Die Trickbetrüger geben zum Beispiel vor, von der Polizei beziehungsweise Kripo zu sein und derzeit gegen eine kriminelle Bande zu ermitteln. Dabei bräuchten sie angeblich die Unterstützung der jeweiligen Anschlussinhaber, um die Täter zu überführen. Zeigen sich die Angerufenen hilfsbereit, verabreden die Betrüger die Übergabe von Bargeld oder anderer Wertsachen, um damit entweder der Bande eine vermeintliche Falle zu stellen oder um das Vermögen vor den angeblichen Kriminellen zu schützen.

Am Donnerstag (12.06.) kam es in einem solchen Fall tatsächlich zur Übergabe von mehreren tausend Euro. Eine Seniorin übergab an der Aggerstraße in Hackenbroich das Bargeld einem Boten. Nach der Übergabe kamen der Frau Zweifel an der Sache und sie verständigte die echte Polizei. Ihre schlimmen Befürchtungen bewahrheiteten sich; sie war einem Betrüger aufgesessen.

Die Kripo hat nun die Ermittlungen aufgenommen. Den Tatverdächtigen, der das Geld in Empfang nahm, beschrieb die Dormagenerin als etwa 175 Zentimeter groß, sehr schlank und auffallend ungepflegt. Der Mann hatte dunkle Haare und einen Dreitagebart. Er trug langärmlige Jeanskleidung und hatte ein westeuropäisches Erscheinungsbild. Hinweise von möglichen Zeugen werden vom zuständigen Kriminalkommissariat unter der Telefonnummer 02131 300-0 entgegen genommen.

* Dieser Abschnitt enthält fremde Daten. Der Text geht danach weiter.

PR #197, opened 2023-12-12
Implement fileshare history clear feature

piotrjurkiewicz:


bartoszWojciechO:
Can you add some tests? Mostly looks like just calling the `libdrop` API, so maybe too simple to get in there with uts. Maybe just one integration test to have this covered.

cli/cli_fileshare.go
```diff
@@ -203,6 +208,28 @@ func (c *cmd) FileshareAutoCompletePeers(ctx *cli.Context) {
 	}
 }
 
+// FileshareAutoCompleteClear implements bash autocompletion for history clearing
+func (c *cmd) FileshareAutoCompleteClear(ctx *cli.Context) {
+	if ctx.NArg() == 0 {
+		fmt.Println("all\n<time_period>")
+	} else {
```
mariusSincovici, line 215: how many arguments can it have?
wouldn't be better to just allow max 2 params `<num>` `<s|m|h|d>` , to keep things simpler? :smile:

cli/cli_fileshare.go
```diff
@@ -203,6 +208,28 @@ func (c *cmd) FileshareAutoCompletePeers(ctx *cli.Context) {
...
+		last := ctx.Args().Get(ctx.Args().Len() - 1)
+		i, err := strconv.Atoi(last)
+		if err == nil {
+			if i == 1 {
+				fmt.Println("second\nminute\nhour\nday\nweek\nmonth\nyear")
+			} else {
+				fmt.Println("seconds\nminutes\nhours\ndays\nweeks\nmonths\nyears")
+			}
+		} else {
+			fmt.Println("<time_period>")
```
mariusSincovici, line 228: if the first param is not an int, wouldn't be better not to print anything otherwise I think the autocomplete will display `<time_period`?

Savolro (changes requested):

cli/cli_fileshare.go
```diff
@@ -299,6 +326,82 @@ func (c *cmd) FileshareCancel(ctx *cli.Context) error {
...
+
+func parseTimespan(ts string) (int64, error) {
+	var timespan int64 = 0
+	matches := timespanRegexp.FindAllString(ts, -1)
+
+	if matches == nil {
+		return 0, fmt.Errorf("Time span parsing error: '%s'", ts)
+	}
+
+	for _, m := range matches {
```
mariusSincovici, line 369: does it make sense to support multiple values for time?

cli/cli_fileshare.go
```diff
@@ -299,6 +326,82 @@ func (c *cmd) FileshareCancel(ctx *cli.Context) error {
...
+
+		if err == io.EOF && n == 1 && unit == "" {
+			// pass
+		} else if err != nil {
+			return 0, fmt.Errorf("Time span argument '%s' parsing error: %s", m, err)
+		}
+
+		// Using time span syntax as defined by systemd
+		// https://www.freedesktop.org/software/systemd/man/latest/systemd.time.html
+		switch unit {
```
mariusSincovici, line 382: maybe `unit` should be converted to lowercase first

cli/cli_fileshare.go
piotrjurkiewicz: I tried to keep it compatible with the systemd specification, which allows for example 2h 30min as an equivalent to 150min: https://www.freedesktop.org/software/systemd/man/latest/systemd.time.html

cli/cli_fileshare.go
piotrjurkiewicz: It prints <time_period> if the previous (last) argument is a complete time period (e.g. ... 5d) or a unit (e.g. ... 5 days). This gives a hint to user that he can write next part of time span.

cli/cli_fileshare.go
piotrjurkiewicz: See the first answer.

cli/cli_fileshare.go
piotrjurkiewicz: Unit can be `m` for minutes or `M` for months, so the case should not be modified.

cli/messages.go
```diff
@@ -284,6 +285,10 @@ Provide a [transfer_id] argument to list files in the specified transfer.`
 	MsgFileshareAcceptArgsUsage   = "<transfer_id> [file_id1] [file_id2...]"
 	MsgFileshareAcceptDescription = MsgFileshareAcceptUsage + "\n\nTo cancel a transfer in progress, press Ctrl+C"
 	MsgFileshareAcceptPathUsage   = "Specify download path (default: $XDG_DOWNLOAD_DIR or $HOME/Downloads)"
+	MsgFileshareClearUsage        = "Clear entries older than time period from the file transfer history."
```
Savolro, line 288: Please send user facing texts for a review

cli/cli_fileshare.go
```diff
@@ -299,6 +328,82 @@ func (c *cmd) FileshareCancel(ctx *cli.Context) error {
...
+	var until = time.Now()
+
+	args := ctx.Args()
+	if args.Get(0) != "all" {
+		argsJoined := strings.Join(args.Slice(), " ")
+		ts, err := parseTimespan(argsJoined)
+		if err != nil {
+			return formatError(err)
+		}
+		until = until.Add(time.Duration(-1000000000 * ts))
```
Savolro, line 348:
```suggestion
		until = until.Add(time.Duration(-time.Second * ts))
```

Savolro: I see you are using average values for a month and year which will end up in not correct timestamps. Considering you still need a reference timestamp, which is `var until = time.Now()`, I recommend reworking `parseTimespan`  function so it would return years and months separately. E. g. 
```go
parseTimestamp(input string) (years int, months int, seconds int) { ... }
```
Then you could use a combination of https://pkg.go.dev/time#Time.AddDate and https://pkg.go.dev/time#Time.Add to have correct timestamps

Savolro (changes requested):

cli/cli_fileshare.go
```diff
@@ -203,6 +207,28 @@ func (c *cmd) FileshareAutoCompletePeers(ctx *cli.Context) {
 	}
 }
 
+// FileshareAutoCompleteClear implements bash autocompletion for history clearing
+func (c *cmd) FileshareAutoCompleteClear(ctx *cli.Context) {
+	if ctx.NArg() == 0 {
+		fmt.Println("all\n<time_period>")
```
mariusSincovici, line 213: I think `<time_period>` is not ok, specially for `zsh`. Since there the value appears into the autocompletion list and it can be selected.

cli/cli_fileshare.go
mariusSincovici: same here, `\<time_period\>` is automatically added to the command when pressing tab.

fileshare/server.go
```diff
@@ -465,3 +465,18 @@ func (s *Server) SetNotifications(ctx context.Context, in *pb.SetNotificationsRe
 		}
 	}
 }
+
+func (s *Server) PurgeTransfersUntil(ctx context.Context, req *pb.PurgeTransfersUntilRequest) (*pb.Error, error) {
```
mariusSincovici, line 469: This doesn't delete the transfers from previous version of fileshare, which are stored in another place. it only deletes the ones from libdrop db. Maybe it should also go over the other list and delete them too.

bartoszWojciechO (approved):

keliramu (approved):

Die Polizei warnt: Lassen Sie sich nicht am Telefon zur Herausgabe von Geld, Wertsachen oder persönlichen Daten nötigen. Es handelt sich bei solchen Anrufern auf keinen Fall um Polizeibeamte wohlmöglich aber um Telefonbetrüger. Wer derartig kontaktiert wird, sollte einfach auflegen und keinesfalls Auskunft zu persönlichen Daten oder Vermögenswerten geben. Im Zweifelsfall kann man sich Rat bei Bekannten sowie Verwandten suchen oder sich direkt an die Polizei (02131 300-0) wenden.